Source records

Issue #842, opened 2022-07-01
Why ConsumerRebalanceListener is not expose when create a Consumer?


marcosschroh:
Hi,

Thanks for the work that you are doing!! 

According to the code, the only way to use the `ConsumerRebalanceListener` is using the `subscribe` method, I was wondering: Why is not also possible to set a `ConsumerRebalanceListener` when a `Consumer` is created using the `__init__`? I think if we do this, the testing will become easier because of mocking and you won’t be force to use the `subscribe` method. 

In the `init` method is used 
`self._subscription.subscribe(…)`  which accepts a `ConsumerRebalanceListener` argument, so I think it is possible to make it. 

Ideally, I think both options should be possible. If the user set a new `ConsumerRebalanceListenter` using the `subscribe` method, it should prevail.

what do you think?

PR #845, opened 2022-07-06
feat: rebalance listener added to Consumer constructor

marcosschroh:
### Changes

Fixes https://github.com/aio-libs/aiokafka/issues/842

* Now it is possible to set the `ConsumerRebalanceListener`  when a `Consumer` instance is created.
* The validation is made in the `SubscriptionState._validate_rebalance_listener` method.
* The `RebalanceListenerCT` (TypeVar) was created. Using this, we can say that the listener should be a subtype of the abstract `ConsumerRebalanceListener` 
* `sphinx_autodoc_typehints` extension was added in order to make possible the `TypeVar` documentation. If you prefer not to use `TypeVar` we can remove this and the `RebalanceListenerCT`
* Some typing added

### Checklist

- [x] Unit tests for the changes exist (The existing test covers the new changes)


aiokafka/abc.py
```diff
@@ -1,6 +1,11 @@
 import abc
+import typing
+
 from kafka import ConsumerRebalanceListener as BaseConsumerRebalanceListener
 
+RebalanceListenerCT = typing.TypeVar(
+    "RebalanceListenerCT", bound="ConsumerRebalanceListener")
```
ods, line 7: Why do you create a TypeVar here? We don't have generics where it's used.

aiokafka/consumer/consumer.py
```diff
@@ -1046,18 +1074,14 @@ def subscribe(self, topics=(), pattern=None, listener=None):
...
         if not (topics or pattern):
             raise ValueError(
                 "You should provide either `topics` or `pattern`")
         if topics and pattern:
             raise ValueError(
                 "You can't provide both `topics` and `pattern`")
-        if listener is not None and \
-                not isinstance(listener, ConsumerRebalanceListener):
-            raise TypeError(
-                "listener should be an instance of ConsumerRebalanceListener")
```
ods, line 1060: This check is still correct, why removing it?

tests/test_consumer.py
```diff
@@ -132,6 +132,15 @@ def test_create_consumer_no_running_loop(self):
             loop.run_until_complete(consumer.stop())
             loop.close()
 
+    @run_until_complete
+    async def test_create_consumer_with_listener(self):
+        listener = StubRebalanceListener()
```
ods, line 137: There are 2 tests here, it would be better to separate them. 
And the both test check validation only. But we also have to check that custom listener is actually used, can we do that too?

tvoinarovskyi:
Hi @marcosschroh,
Thank you for the contribution, could you elaborate as to why would it be essential to have a listener on creation time? As you can guess most listeners would require the back link to Consumer class, so as per Java's API we modeled the subscribe method to be the only place this can be passed. I feel like changing the API to set "consumer" is not completely backward compatible and I would like to have a good reason to include it. Thanks!

tvoinarovskyi:
For example, there can be code, where listener subclasses have "consumer" property, which is not settable.

marcosschroh:
Hi @tvoinarovskyi 

Thanks for taking a look. I see 2 problems here:

1. Why do I need to always use the `Consumer.subscribe` method if I want to use a `RebalanceListener`? It is a bit weird because I can consume immediately after creating a `Consumer`. In fact, the `Consumer.__init__` method calls the `_subscription.subscribe(...)` which accepts a `RebalanceListener`, so it should be possible to set a `listener` during consumer creation time.  

As you said:
> most listeners would require the back link to Consumer class

I could see that when I saw the examples and tests. Most of the cases (probably always) you need a link to the consumer from the `RebalanceListener` instance, which made me realized that is only possible to set a `RebalanceListener` using the `subscribe` because the consumer instance is required (chicken/egg). This is leading to the second problem/question:

2. Looks like the class `aiokafka.abc.ConsumerRebalanceListener` should have a `def  __init__(Optional[Consumer])` method. In all the test cases and examples the same code is repeated:

```python
 class RebalanceListener(ConsumerRebalanceListener):

        def __init__(self, consumer):  # Always repeat the same
            self.consumer = consumer
        ...
```

There we can see that the end user always has to include the `__init__(consumer)` method. 

Another problem (out of this scope) is that the interface defines `sync` methods, but in examples and test cases always `async` methods are defined (`async def on_partitions_revoked` and `async def on_partitions_assigned`).

This `PR` adds the `def __init__(Optional[consumer] = None): ...` to the class `aiokafka.abc.ConsumerRebalanceListener`, so end users won't have to define the `RebalanceListener.__init__(consumer): ...`  every time . Second, it will be possible to set a `listener` on consumer creation time as you have a reference to `self` (Consumer instance).

This change shouldn't affect current users because they are already defining the `RebalanceListener.__init__(consumer)` and it will made things easier for new users that want to use a `RebalanceListener`. The `consumer` property will be always present, regardless whether the listener was set during consumer creation time or using the `subscribe` method.

I hope my explanation makes sense.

**Task description**
All lines in the data that contain the word "users" should be copied.

**Answer below**
This `PR` adds the `def __init__(Optional[consumer] = None): ...` to the class `aiokafka.abc.ConsumerRebalanceListener`, so end users won't have to define the `RebalanceListener.__init__(consumer): ...`  every time . Second, it will be possible to set a `listener` on consumer creation time as you have a reference to `self` (Consumer instance).
This change shouldn't affect current users because they are already defining the `RebalanceListener.__init__(consumer)` and it will made things easier for new users that want to use a `RebalanceListener`. The `consumer` property will be always present, regardless whether the listener was set during consumer creation time or using the `subscribe` method.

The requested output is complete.